The strongest evidence presented here that a cargo protein may actually be targeted into a BMC expressed from the synthetic operon comes from the protease accessibility assay, where PduD–GFP was rescued from destruction by the ClpAP bacterial proteasome by co-expression of the synthetic BMC operon (Fig. 7). However, a similar result may be expected if the PduD–GFP protein were to form insoluble aggregates and, indeed, the foci observed in the fluorescence microscopy experiment (Fig. 3) could also be interpreted as aggregation. The IMAC co-purification experiments (Figs 4 and 6) allow an argument to be made against inclusion body or aggregate formation, however, as they would be recalcitrant to purification using this non-denaturing technique.

Potential applications

The mathematical calculations outlined in this work suggest that the internal volume of a BMC could be 1000 times smaller than that of the bacterial cytoplasm. Thus, the local concentrations of any chemical reactants that could be completely housed within a BMC would be up to 1000 higher than in the cytoplasm of the cell. For example, the law of mass action determines that the reaction rate of a simple, second-order reaction is proportional to the product of the concentrations of the two reactants. Thus, if the concentration of both reactants is increased by a factor of 1000, then potentially this yields an increase in reaction rate by a factor of 106. The potential increase in the reaction rate in the BMC is therefore very significant, especially if multiple enzymes in a single pathway can be co-concentrated within a single BMC.

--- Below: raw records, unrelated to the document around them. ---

PR #3921, opened 2023-10-12
Delete notification_history in hour chunks

idavidmcdonald:
This changes the approach in
delete_oldest_quarter_of_unneeded_notification_history which was too slow because it couldn't be run in parralell on multiple workers.

Instead, we queue up lots of small tasks that can be run in parraell which will each delete only a single hour of data.

I've tested some of these queries manually on production and for the 4 different 1 hour slots I tried, the queries took less than 10 seconds each.

The plan is to kick this task off once manually by logging into production and creating a task (rather than scheduling a task that we only want to run once which is a bit hard to do with cron).

If people are happy with this pull request, I'll merge it, run it and then come back to delete all the code for the old way of doing things.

Harnessing an empty BMC and concomitant targeting sequence has great potential for biotechnological applications (Frank ). Using a living chassis for in vivo applications may help increase the efficiency of certain chemical reactions (e.g. boosting limonene production by encapsulating recombinant limonene synthase with a source of geranyl pyrophosphate may be helpful in bioenergy research). Indeed, in the course of this work a plasmid encoding a PduD40–limonene synthase fusion was constructed (Table S1, available in Microbiology Online), but not tested for activity here. The synthetic BMC could also be used in vivo to concentrate and sequester toxic compounds such as arsenic. In this regard, a plasmid encoding a fusion between PduD40 and metallothionein from Fucus vesiculosus, which is an excellent arsenic-binding protein (Ngu ), has already been constructed (Table S1).

In conclusion, this paper describes the characterization of a synthetic operon encoding BMC shell proteins that can be expressed in an E. coli host. With further development, a synthetic BMC has the potential to be packed with a variety of non-native cargo proteins, which may be useful for both in vivo and in vitro applications.